EXERCISE DATA:
----

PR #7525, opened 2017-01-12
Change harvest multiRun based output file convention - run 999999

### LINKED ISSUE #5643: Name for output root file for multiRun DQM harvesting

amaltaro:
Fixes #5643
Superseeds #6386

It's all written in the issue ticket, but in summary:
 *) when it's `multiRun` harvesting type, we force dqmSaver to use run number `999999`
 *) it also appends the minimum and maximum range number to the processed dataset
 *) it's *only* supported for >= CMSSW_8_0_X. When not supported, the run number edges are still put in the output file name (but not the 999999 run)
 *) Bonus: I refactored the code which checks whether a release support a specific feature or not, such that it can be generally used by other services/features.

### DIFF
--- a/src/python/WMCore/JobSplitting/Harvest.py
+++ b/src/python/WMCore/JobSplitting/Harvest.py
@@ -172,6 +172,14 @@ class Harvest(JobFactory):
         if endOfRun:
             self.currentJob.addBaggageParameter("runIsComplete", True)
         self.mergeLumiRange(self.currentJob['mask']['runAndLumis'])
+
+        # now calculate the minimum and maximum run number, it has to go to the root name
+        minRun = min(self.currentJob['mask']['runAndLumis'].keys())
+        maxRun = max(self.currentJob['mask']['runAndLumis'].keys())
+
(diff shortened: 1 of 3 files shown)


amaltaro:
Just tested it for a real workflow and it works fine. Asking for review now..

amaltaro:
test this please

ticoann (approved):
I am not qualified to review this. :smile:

----

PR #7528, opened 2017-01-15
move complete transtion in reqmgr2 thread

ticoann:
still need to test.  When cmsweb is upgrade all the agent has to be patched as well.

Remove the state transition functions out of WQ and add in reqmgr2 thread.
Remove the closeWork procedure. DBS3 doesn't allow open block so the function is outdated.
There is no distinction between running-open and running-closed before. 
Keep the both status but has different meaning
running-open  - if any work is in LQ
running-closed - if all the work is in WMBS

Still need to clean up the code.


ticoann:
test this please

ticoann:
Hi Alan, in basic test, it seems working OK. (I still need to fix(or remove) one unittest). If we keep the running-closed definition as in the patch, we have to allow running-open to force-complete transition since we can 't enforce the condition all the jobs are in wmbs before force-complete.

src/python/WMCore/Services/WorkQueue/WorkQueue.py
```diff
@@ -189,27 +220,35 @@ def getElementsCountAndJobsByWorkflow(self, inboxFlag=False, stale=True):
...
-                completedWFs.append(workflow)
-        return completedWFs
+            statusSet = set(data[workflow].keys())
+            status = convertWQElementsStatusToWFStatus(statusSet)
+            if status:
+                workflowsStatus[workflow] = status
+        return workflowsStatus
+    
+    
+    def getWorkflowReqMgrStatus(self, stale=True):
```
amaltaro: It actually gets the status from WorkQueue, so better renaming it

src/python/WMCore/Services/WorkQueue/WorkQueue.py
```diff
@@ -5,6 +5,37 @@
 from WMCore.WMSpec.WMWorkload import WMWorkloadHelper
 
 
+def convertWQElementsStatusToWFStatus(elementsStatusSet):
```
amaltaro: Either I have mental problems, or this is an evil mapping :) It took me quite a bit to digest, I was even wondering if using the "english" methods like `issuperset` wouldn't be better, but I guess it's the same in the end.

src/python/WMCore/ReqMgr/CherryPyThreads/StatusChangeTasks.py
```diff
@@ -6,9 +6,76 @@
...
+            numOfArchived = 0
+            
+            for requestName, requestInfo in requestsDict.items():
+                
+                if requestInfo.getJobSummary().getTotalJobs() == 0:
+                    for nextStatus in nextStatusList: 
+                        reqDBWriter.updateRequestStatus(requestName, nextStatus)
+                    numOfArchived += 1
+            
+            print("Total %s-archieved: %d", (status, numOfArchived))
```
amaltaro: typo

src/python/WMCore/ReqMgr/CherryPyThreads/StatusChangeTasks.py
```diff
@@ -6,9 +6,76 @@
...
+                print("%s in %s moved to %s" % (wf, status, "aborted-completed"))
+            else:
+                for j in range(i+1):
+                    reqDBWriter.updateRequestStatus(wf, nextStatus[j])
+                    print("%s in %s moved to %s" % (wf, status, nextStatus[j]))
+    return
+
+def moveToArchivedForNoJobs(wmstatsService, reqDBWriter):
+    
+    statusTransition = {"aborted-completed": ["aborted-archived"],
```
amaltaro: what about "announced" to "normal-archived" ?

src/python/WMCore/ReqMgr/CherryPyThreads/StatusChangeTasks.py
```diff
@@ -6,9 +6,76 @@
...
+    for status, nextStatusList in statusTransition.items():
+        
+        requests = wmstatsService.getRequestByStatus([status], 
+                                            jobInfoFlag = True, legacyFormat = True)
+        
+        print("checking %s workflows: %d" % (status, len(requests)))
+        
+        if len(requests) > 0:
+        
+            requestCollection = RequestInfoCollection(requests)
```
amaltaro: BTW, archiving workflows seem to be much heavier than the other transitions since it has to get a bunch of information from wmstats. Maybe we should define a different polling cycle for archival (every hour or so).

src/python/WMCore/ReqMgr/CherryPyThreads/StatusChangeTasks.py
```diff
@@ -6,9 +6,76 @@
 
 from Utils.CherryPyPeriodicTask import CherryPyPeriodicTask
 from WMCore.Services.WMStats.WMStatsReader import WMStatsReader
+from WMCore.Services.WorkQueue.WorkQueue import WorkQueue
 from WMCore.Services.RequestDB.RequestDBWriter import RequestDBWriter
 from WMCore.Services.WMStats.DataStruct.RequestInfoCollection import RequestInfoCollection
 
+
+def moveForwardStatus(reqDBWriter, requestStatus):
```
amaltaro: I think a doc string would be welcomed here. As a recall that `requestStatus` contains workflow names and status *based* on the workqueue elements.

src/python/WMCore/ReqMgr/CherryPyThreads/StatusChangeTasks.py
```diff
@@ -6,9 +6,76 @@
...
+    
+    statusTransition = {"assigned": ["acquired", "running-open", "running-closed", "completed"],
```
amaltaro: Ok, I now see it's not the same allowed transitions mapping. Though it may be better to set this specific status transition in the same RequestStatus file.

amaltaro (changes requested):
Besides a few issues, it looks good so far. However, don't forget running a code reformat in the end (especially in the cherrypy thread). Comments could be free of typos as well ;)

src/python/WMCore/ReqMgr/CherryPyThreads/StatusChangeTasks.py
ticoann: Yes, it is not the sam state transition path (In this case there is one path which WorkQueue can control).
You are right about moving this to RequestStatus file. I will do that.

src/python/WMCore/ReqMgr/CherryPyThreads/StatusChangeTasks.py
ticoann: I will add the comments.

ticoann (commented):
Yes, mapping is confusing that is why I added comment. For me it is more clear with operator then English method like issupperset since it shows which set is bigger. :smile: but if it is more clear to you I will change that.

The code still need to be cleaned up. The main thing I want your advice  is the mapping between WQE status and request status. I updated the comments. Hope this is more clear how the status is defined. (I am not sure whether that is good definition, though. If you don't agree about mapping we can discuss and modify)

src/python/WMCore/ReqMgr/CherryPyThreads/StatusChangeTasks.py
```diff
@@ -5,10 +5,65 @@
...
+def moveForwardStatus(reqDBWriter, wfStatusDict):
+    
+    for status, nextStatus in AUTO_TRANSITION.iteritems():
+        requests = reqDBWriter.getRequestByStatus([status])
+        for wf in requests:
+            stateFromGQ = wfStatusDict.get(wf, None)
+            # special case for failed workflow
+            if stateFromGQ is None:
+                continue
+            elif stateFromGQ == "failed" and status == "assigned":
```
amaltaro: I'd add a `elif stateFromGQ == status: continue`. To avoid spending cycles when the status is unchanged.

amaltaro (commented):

----

ASSIGNMENT:
The lines above from the one with "amaltaro: It actually" through the one with "amaltaro: what about" are to be duplicated exactly, ends included, with nothing added.

ANSWER TO THE EXERCISE:
amaltaro: It actually gets the status from WorkQueue, so better renaming it

src/python/WMCore/Services/WorkQueue/WorkQueue.py
```diff
@@ -5,6 +5,37 @@
 from WMCore.WMSpec.WMWorkload import WMWorkloadHelper
 
 
+def convertWQElementsStatusToWFStatus(elementsStatusSet):
```
amaltaro: Either I have mental problems, or this is an evil mapping :) It took me quite a bit to digest, I was even wondering if using the "english" methods like `issuperset` wouldn't be better, but I guess it's the same in the end.

src/python/WMCore/ReqMgr/CherryPyThreads/StatusChangeTasks.py
```diff
@@ -6,9 +6,76 @@
...
+            numOfArchived = 0
+            
+            for requestName, requestInfo in requestsDict.items():
+                
+                if requestInfo.getJobSummary().getTotalJobs() == 0:
+                    for nextStatus in nextStatusList: 
+                        reqDBWriter.updateRequestStatus(requestName, nextStatus)
+                    numOfArchived += 1
+            
+            print("Total %s-archieved: %d", (status, numOfArchived))
```
amaltaro: typo

src/python/WMCore/ReqMgr/CherryPyThreads/StatusChangeTasks.py
```diff
@@ -6,9 +6,76 @@
...
+                print("%s in %s moved to %s" % (wf, status, "aborted-completed"))
+            else:
+                for j in range(i+1):
+                    reqDBWriter.updateRequestStatus(wf, nextStatus[j])
+                    print("%s in %s moved to %s" % (wf, status, nextStatus[j]))
+    return
+
+def moveToArchivedForNoJobs(wmstatsService, reqDBWriter):
+    
+    statusTransition = {"aborted-completed": ["aborted-archived"],
```
amaltaro: what about "announced" to "normal-archived" ?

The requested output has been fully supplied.